The Morningstar Farms Veggie Italian Sausage can be prepared in three ways: on the grill, on the stove or in the microwave. Due to a court ordered mandate to stay away from matches and lighter fluid/hair spray, I could not try it on a grill.

Italian sausage is usually packed in a casing, but these veggie versions weren’t. Instead they were molded into a hot dog shape. If you heat one up on a stove, the outside of the sausage looks darker than the one from the microwave, which is in the photo above. While warming them up, the scent of the sausage’s spices filled my kitchen. The sausage’s flavor has a little spice to them and they somewhat remind me of Italian sausage, but its texture throws me off. Because there’s no casing, the sausage is extremely soft and has a tendency to crumble easily in my mouth.

It’s not bad for something that’s 100% vegetarian and it does have 66 percent less fat than traditional Italian sausage, so it’s good for someone looking to maintain their slim physique so that their Slanket is easily able to cover their entire body.

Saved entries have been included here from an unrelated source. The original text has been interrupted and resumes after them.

PR #2262, opened 2025-10-06
Fix slow network speeds for BCM4360.

rplankenhorn:
After my initial install of Omarchy, my Wifi speeds were incredibly slow.  Less than 5Mbps down.  After switching to this driver, I was getting more normal speeds.

screenshot-2025-10-06_12-11-48

### DIFF
--- a/install/config/hardware/fix-apple-bcm43xx.sh
+++ b/install/config/hardware/fix-apple-bcm43xx.sh
@@ -4,8 +4,12 @@
 
 pci_info=$(lspci -nnv)
 
-if echo "$pci_info" | grep -q "106b:" && 
-  (echo "$pci_info" | grep -q "14e4:43a0" || echo "$pci_info" | grep -q "14e4:4331"); then
-  echo "Apple BCM4360 / BCM4331 detected"
-  sudo pacman -S --noconfirm --needed broadcom-wl dkms linux-headers
+if echo "$pci_info" | grep -q "106b:"; then
+  if echo "$pci_info" | grep -q "14e4:43a0"; then
+    echo "Apple BCM4360 (14e4:43a0) detected — installing broadcom-wl-dkms"
+    sudo pacman -S --noconfirm --needed broadcom-wl-dkms dkms linux-headers
+  elif echo "$pci_info" | grep -q "14e4:4331"; then
+    echo "Apple BCM4331 (14e4:4331) detected — installing broadcom-wl"
+    sudo pacman -S --noconfirm --needed broadcom-wl dkms linux-headers
+  fi
 fi


iamobservable:
@rplankenhorn 

I've experienced intermittent network dropouts with my MBP 13,2 (2016) non-T2 chip device. I found [another reference about supplying kernel parameters](https://wiki.archlinux.org/title/Broadcom_wireless#BCM43602_802.11ac_Wireless_LAN_SoC) that 
is specific to the 13,2 device but uses the 43602 chipset.

Would you be open another commit from me with an additional change for the 13,2 device in this PR? Also a question to @ryanrhughes and the Omarchy team. Would it be better to submit a separate PR?

```bash
cat /sys/class/dmi/id/product_name
```
MacBookPro13,2

```bash
lspci -nnd ::0280
```
02:00.0 Network controller [0280]: Broadcom Inc. and subsidiaries BCM43602 802.11ac Wireless LAN SoC [14e4:43ba] (rev 02)

image


Dropping [this gist link](https://gist.github.com/cristianmiranda/6f269797b62076c3414c3baa848dda67#file-brcmfmac43602-pcie-txt) as well in case it may be useful for other hardware configurations. It is related to Ubuntu, but also has hardware related information.

rplankenhorn:
@iamobservable When you say intermittent network dropouts, are you experiencing a complete Wifi disconnect or it's showing it's still connected and it's extremely slow?

For me, when I was trying to install this additional driver over WiFi, I had to temporarily configure Pacman to only download 1 package at a time instead of 5 in parallel because that was too much for the connection and Pacman would abort.

As I write this, it seems that my speed has dropped back down to the abysmal speed yet again.  

screenshot-2025-10-06_19-21-00

I won't speak for the Omarchy team but if you have a fix for your adapter, maybe do it in a separate PR.  I think I need more time to fully troubleshoot this issue.

rplankenhorn:
Been doing some more testing and I have been getting consistent speeds with the driver and connecting to a dedicated 5G WiFi SSID.  Before, I was connecting to a 2G/5G SSID and I think that was causing issues.

After doing some more research comparing the two drivers, I think we should be using the broadcom-wl-dkms in all cases given that it rebuilds automatically whenever the kernel updates.  Thoughts?

ryanrhughes:
The [broadcom-wl package](https://archlinux.org/packages/extra/x86_64/broadcom-wl/) has broadcom-wl-dkms included as a dependency so unless I'm missing something here; this is effectively just installing broadcom-wl in long form and not really doing anything differently. Any perceived performance gains would only be coincidental or due to change in circumstances.

@iamobservable if you've found a working fix, I'm happy to review a PR for it.

iamobservable:
> The [broadcom-wl package](https://archlinux.org/packages/extra/x86_64/broadcom-wl/) has broadcom-wl-dkms included as a dependency so unless I'm missing something here; this is effectively just installing broadcom-wl in long form and not really doing anything differently. Any perceived performance gains would only be coincidental or due to change in circumstances.
> 
> @iamobservable if you've found a working fix, I'm happy to review a PR for it.

Thanks @ryanrhughes. I don't have anything that presently is ready for a pull request. I'll create a new PR once I spend a little more time researching.

Question:

I did find a kernel parameter definition from the arch linux website, [mentioned above](https://wiki.archlinux.org/title/Broadcom_wireless#BCM43602_802.11ac_Wireless_LAN_SoC), that identifies my device specific chipset on the MacBookPro12,2. I added it to my local macbookpro12,2 testing installation, but have not really seen significant changes from it. It seems the focus is on proximity of the device to the wifi router. I have pretty good coverage across my house so this hasn't been a really testable situation.

Is this valuable to the Omarchy team? I am :100: open to creating a PR with this definition if so, but have not been able to verify through testing locally.

Also, I tried to installing the broadcom-wl package to verify what is in the modprobe file [usr/lib/modprobe.d/broadcom-wl.conf](https://archlinux.org/packages/extra/x86_64/broadcom-wl/files/) with yay and pacman, but have been receiving an error.

```bash
❯ sudo pacman -S broadcom-wl
resolving dependencies...
looking for conflicting packages...

Package (1)        New Version       Net Change

extra/broadcom-wl  6.30.223.271-649    1.61 MiB

Total Installed Size:  1.61 MiB

:: Proceed with installation? [Y/n]
:: Retrieving packages...
 broadcom-wl-6.30.223.271-649-x86_64 is up to date
error: failed retrieving file 'broadcom-wl-6.30.223.271-649-x86_64.pkg.tar.zst.sig' from mirror.omarchy.org : Exceeded the maximum allowed file size (16384) with 16384 bytes
warning: failed to retrieve some files
error: failed to commit transaction (failed to retrieve some files)
Errors occurred, no packages were upgraded.
```

I am a little confused by what is going on there, so it is making research into the broadcom-wl package difficult.

Let me know what you think!

rplankenhorn:
> The [broadcom-wl package](https://archlinux.org/packages/extra/x86_64/broadcom-wl/) has broadcom-wl-dkms included as a dependency so unless I'm missing something here; this is effectively just installing broadcom-wl in long form and not really doing anything differently. Any perceived performance gains would only be coincidental or due to change in circumstances.
> 
> @iamobservable if you've found a working fix, I'm happy to review a PR for it.

@ryanrhughes Thanks for the link.  That makes sense.  I'll roll back to the original driver and see if I'm still seeing issues.

PR #2270, opened 2025-10-07
Add interactive language setup menu and script

agata:
## Summary
- add `bin/omarchy-setup-language` to let users enable/disable locales from the CLI
- surface a new Language item under Setup -> Omarchy so the script is discoverable
- refresh the Omarchy menu wiring so the current locale can be changed or removed directly

## Screenshots
1. Omarchy menu showing the new Language entry

image

2. Setup top-level menu (for overall context)

image

3. Changing the current language

image

4. Removing a language

image

## Testing
- [x] ./bin/omarchy-setup-language (enable locale, switch locale, delete locale)
- [x] Omarchy menu navigation through the new Language entry

## Known issues
- Adding the Language entry makes the Setup menu tall enough that the final Config item is partially truncated (see screenshot 1). We may need a follow-up layout tweak.

### DIFF
--- a/bin/omarchy-menu
+++ b/bin/omarchy-menu
@@ -1,6 +1,7 @@
 #!/bin/bash
 
-export PATH="$HOME/.local/share/omarchy/bin:$PATH"
+script_dir=$(cd -- "$(dirname "${BASH_SOURCE[0]}")" && pwd)
+export PATH="$script_dir:$HOME/.local/share/omarchy/bin:$PATH"
 
 # Set to true when going directly to a submenu, so we can exit directly
 BACK_TO_EXIT=false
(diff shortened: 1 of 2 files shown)


kromsam:
This feels related to https://github.com/basecamp/omarchy/issues/1187 and https://github.com/basecamp/omarchy/pull/1248 . Both were dismissed by DHH.

I would be pro more locale flexibility in Omarchy, already earlier in the installation phase. Currently we allow users to pick a keyboard lay-out during installation, why not a locale too (as is possibile in the original archinstall program)? I want my system to speak my own language and standards, (apart from my CLI of course.) The XDG standards even allows for flexible Home directory naming (see aforementioned PR and issue).

agata:
I understand your point about offering more locale flexibility during installation, similar to how we handle keyboard layouts. My initial thought was also to provide these options upfront.

However, I felt there was an intention to keep the installation steps as minimal and simple as possible. That's why I opted for the approach in this pull request, which allows for easy language changes *after* installation.

I believe most Japanese users, and likely many non-English native speakers, end up changing their language settings post-installation anyway. This process can be a bit tedious, so I think this pull request aligns well with Omarchy concept of making things easy and automated.

kromsam:
The only thing is that when you set the language during installation, the default /home/ directories (like Documents / Downloads / Pictures, etc...) will be automatically named in the correct language. It is quite a hassle to change this after the installation. If Omarchy consistently uses the XDG base directories, instead of hard-coding directory names, this won't be an issue, and widely supported across linux.

https://wiki.archlinux.org/title/XDG_user_directories

agata:
This issue is discussed in #3161.

timlau:
Tested the script and changed the language from da_DK.UTF8 to en_DK.UTF8 it work like a charm, Thanks

It would be nice to have this included into Omarchy, I selected the wrong language at install and this solved it

dhh:
Closing because this targets the retired menu and installer structure. Language setup would need a fresh implementation in the current ISO/settings and Quattro flows. Thanks for the contribution.

Issue #617, opened 2025-08-10
Add up to 3 default backgrounds for every theme that match really well


dhh:
I'd like for every default theme to have 3 default backgrounds. Here are the rules:

- Must look good at 6K. Doesn't mean it HAS to be natively 6K, but it can't be like 1440p. Gotta be minimum 4K and not rely on lines that'll look blurry at 6K.
- Must be 2mb or less. That means JPG for anything that's a picture but PNG for anything that's a graphical design.
- Must fit with the tones and style of the theme.

Please just open 1 pull request per image you want to add. Then we can approve/reject them individually.

dhh:
We are now missing additional backgrounds for:

- [ ] Catppuccin Latte
- [ ] Everforest
- [ ] Gruvbox
- [ ] Kanagawa
- [ ] Matte Black

PR #2280, opened 2025-10-07
Add gruvbox background

Sergiogd112:
Add a background for gruvbox.
The requirements from issue #617  were:
- <2mb
- at least 4k resolution
- follow the colour palette

The image proposed:
- 377.3 kB
- 3840x2160
- follows the palette


dhh:
Thanks for the suggestion, but I don't think this matches the gruvbox colors. It's gotta be a lot more green-focused.

PR #2283, opened 2025-10-07
Add gruvbox background

Sergiogd112:
Add a background for gruvbox.
The requirements from issue #617  were:
- <2mb
- at least 4k resolution
- follow the colour palette (lean towards green based on #2280)

The image proposed:
- 432.6 kB
- 3840 x 2400
- leans towards green


dhh:
Hmm, interesting, but I don't love it. There's some 1990s adventure game nostalgia here, but I don't think this is up to the standard of the others. Thanks for suggesting, though!

PR #144, opened 2025-07-12
hypr: added custom script to use wofi as xdph share-picker

abenz1267:
I've added a script that let's you use any dmenu as a xdph share picker. It'll use wofi, as wofi is the default launcher (for now... ).

PR #2289, opened 2025-10-07
Add custom walker-based share picker with monitor descriptions

hoblin:
## Problem

  The current Qt-based `hyprland-share-picker` has several issues that don't align with Omarchy's design:

  1. **Generic labels**: Shows "Screen 0", "Screen 1", "Screen 2" instead of actual monitor names, making it hard to identify which monitor to share on multi-monitor setups
  2. **Takes half the screen**: The Qt dialog is unnecessarily large and intrusive
  3. **Doesn't support themes**: Uses Qt's default styling which looks out of place in Omarchy
  4. **No keyboard navigation**: In a keyboard-centric system like Omarchy, you can't search or quickly select with the keyboard

  ## Solution

  This PR adds a custom walker-based share picker that:

  - **Shows friendly monitor names** from Hyprland descriptions
  - **Compact and themeable** - Uses walker's dmenu mode, integrates with Omarchy themes
  - **Fully keyboard-driven** - Search and select with keyboard, matching Omarchy's workflow
  - **Supports all features** - Screen/Window/Region selection with restore token support

  ### Before (Qt picker)
 
screenshot-2025-10-07_20-20-41

  ### After (Walker picker)

screenshot-2025-10-07_20-14-30

screenshot-2025-10-07_20-15-33

screenshot-2025-10-07_20-16-12

  ## Implementation

  - **Script**: `bin/omarchy-hyprland-share-picker` - Custom picker using walker
  - **Config**: `default/hypr/xdph.conf` - Configures xdg-desktop-portal-hyprland
  - **Migration**: Copies config to `~/.config/hypr/xdph.conf`

  ## Benefits

  1. **No extra dependencies** - Uses `hyprctl`
  2. **Omarchy consistency** - Matches walker-based design language
  3. **Better UX** - Searchable, keyboard-driven, clear monitor identification

  ## Context

  PR #144 proposed a similar wofi-based picker but was closed

  The Qt picker comes from upstream `xdg-desktop-portal-hyprland`

### DIFF
--- a/bin/omarchy-hyprland-share-picker
+++ b/bin/omarchy-hyprland-share-picker
@@ -1,0 +1,91 @@
+#!/bin/bash
+
+ALLOW_TOKEN=false
+[[ "$1" == "--allow-token" ]] && ALLOW_TOKEN=true
+
+output_selection() {
+  local type="$1"
+  local value="$2"
+
+  echo -n "[SELECTION]"
+  [[ "$ALLOW_TOKEN" == "true" ]] && echo -n "r"
+  echo "/${type}:${value}"
+  exit 0
+}
+
+show_screen_tab() {
+  local options=()
+  local connectors=()
+
+  while IFS='|' read -r connector desc width height; do
+    local friendly_name=$(sed -E 's/ (0x[0-9A-F]+|[A-Z0-9]{10,})$//' <<<"$desc")
+    options+=("$friendly_name (${width}x${height}) - $connector")
+    connectors+=("$connector")
+  done < <(hyprctl monitors -j 2>/dev/null | jq -r '.[] | "\(.name)|\(.description)|\(.width)|\(.height)"' 2>/dev/null)
+
+  local selected=$(printf '%s\n' "${options[@]}" | walker --dmenu -w 350 -p "Share Screen…" 2>/dev/null)
+
+  for i in "${!options[@]}"; do
+    [[ "${options[$i]}" == "$selected" ]] && output_selection "screen" "${connectors[$i]}"
+  done
+
+  exit 1
+}
+
+show_window_tab() {
+  [[ -z "$XDPH_WINDOW_SHARING_LIST" ]] && exit 1
+
+  local options=()
+  local ids=()
+  local rolling="$XDPH_WINDOW_SHARING_LIST"
+
+  while [[ -n "$rolling" && "$rolling" == *"[HC>]"* ]]; do
+    local id="${rolling%%\[HC>\]*}"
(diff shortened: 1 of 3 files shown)


sspaeti:
This looks gorgeous! And just what I worked on today. I had the issue, that the screen picker always was showing up twice, whenever I shared the screen. I could work around by setting the `Allow a restore token` by default, which did the trick. I documented it here: https://www.ssp.sh/brain/screen-sharing-on-wayland-hyprland-with-chrome/

But my next stance was to try to change the eDP and DP-1, as I never know which one is my monitor. I couldn't figure it out. But This looks like a straight forward solution, and looks gorgeous. And everything with the keyboard. Thanks for sharing! If that does not have any side effects, so I couldn't share anymore in certain apps, I'll definitely use this.

hoblin:
In fact, it does fire several times when I tested it with Google Meet. I believe the reason is that it requests access the first time to render a preview in the screen sharing UI itself, and then the second time for the actual call. This is my theory because in Discord and OBS Studio, I did not have this problem. But I would lie if I said that I dug deep into this issue.

abenz1267:
I've created this package https://aur.archlinux.org/packages/xdph-dmenu-sharepicker a while back. it lets you use any dmenu not just walker.

vaqMAD:
Nice ! I was thinking thinking about doing similar PR :)

hoblin:
It broke after update to Omarchy 3.1.1 so I need to fix it.

t4t5:
Opened a PR to make it work with the latest version of Omarchy here 👍️  https://github.com/hoblin/omarchy/pull/1

hoblin:
Thanks @t4t5 
Merged and marked as ready for review.

abenz1267:
I don't really like the multi-step approach. Have you tested the script I shared above? Isn't that... less cumbersome?

hoblin:
> Have you tested the script I shared above?

No, I didn't. Sorry, a little busy. My primary concern is additional dependencies that make it less stable. In the way it is implemented, the only dependencies we use are those that already exist in Omarchy.

abenz1267:
> > Have you tested the script I shared above?
> 
> No, I didn't. Sorry, a little busy. My primary concern is additional dependencies that make it less stable. In the way it is implemented, the only dependencies we use are those that already exist in Omarchy.

it's not a dependency. it's a dmenu script. literally just bash.

NicolasDorier:
I wished to have this one in! The default `hyprland-share-picker` really kills the vibe.
It's like if grandma was dressed in a trash bag and showing up in a fashion show...

PR #2297, opened 2025-10-07
chore: better contrast for ristretto kitty conf

shelldandy:
Adds better contrast to know in which split and tab you might be in kitty:

image

Before:

image


shelldandy:
@dhh can I get a review on this one??

dhh:
Please don't prompt for reviews after a mere two days. Some times it'll take two hours, some times it'll take two weeks. But I'll get to everything in the backlog at some point.

PR #2935, opened 2025-10-28
Closes #2911: Added automatic theme-switcher

### LINKED ISSUE #2911: Suggestion: Automatic Theme Switching Feature
### What do you need?

Hi Omarchy team! 👋

This is my first issue on an open-source project, and I wanted to share an idea for improving Omarchy:

I created a simple automatic theme switcher using the existing Omarchy commands:

- omarchy-theme-list
- omarchy-theme-next
- omarchy-theme-bg-next

The script allows users to:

(Nutrition Facts – 1 link – 120 calories, 6 grams of fat, 0.5 grams of saturated fat, 0 grams of trans fat, 2.5 grams of polyunsaturated fat, 1 gram of monounsaturated fat, 0 milligrams of cholesterol, 350 milligrams of sodium, 125 milligrams of potassium, 7 grams of carbohydrates, 1 grams of fiber and 10 grams of protein.)

Item: Morningstar Farms Veggie Italian Sausage
Price: $5.69
Size: 4 pack
Purchased at: Foodland
Rating: 6 out of 10
Pros: Decent spicy flavor. Somewhat reminds me of an Italian sausage. 100% vegetarian. Decent source of protein. 66 percent less fat than traditional Italian sausage. The Slanket.
Cons: Really soft texture. Only four per box. Being 100% vegetarian might turn some off. Regular hot dogs are significantly cheaper. No vegetarian turducken yet.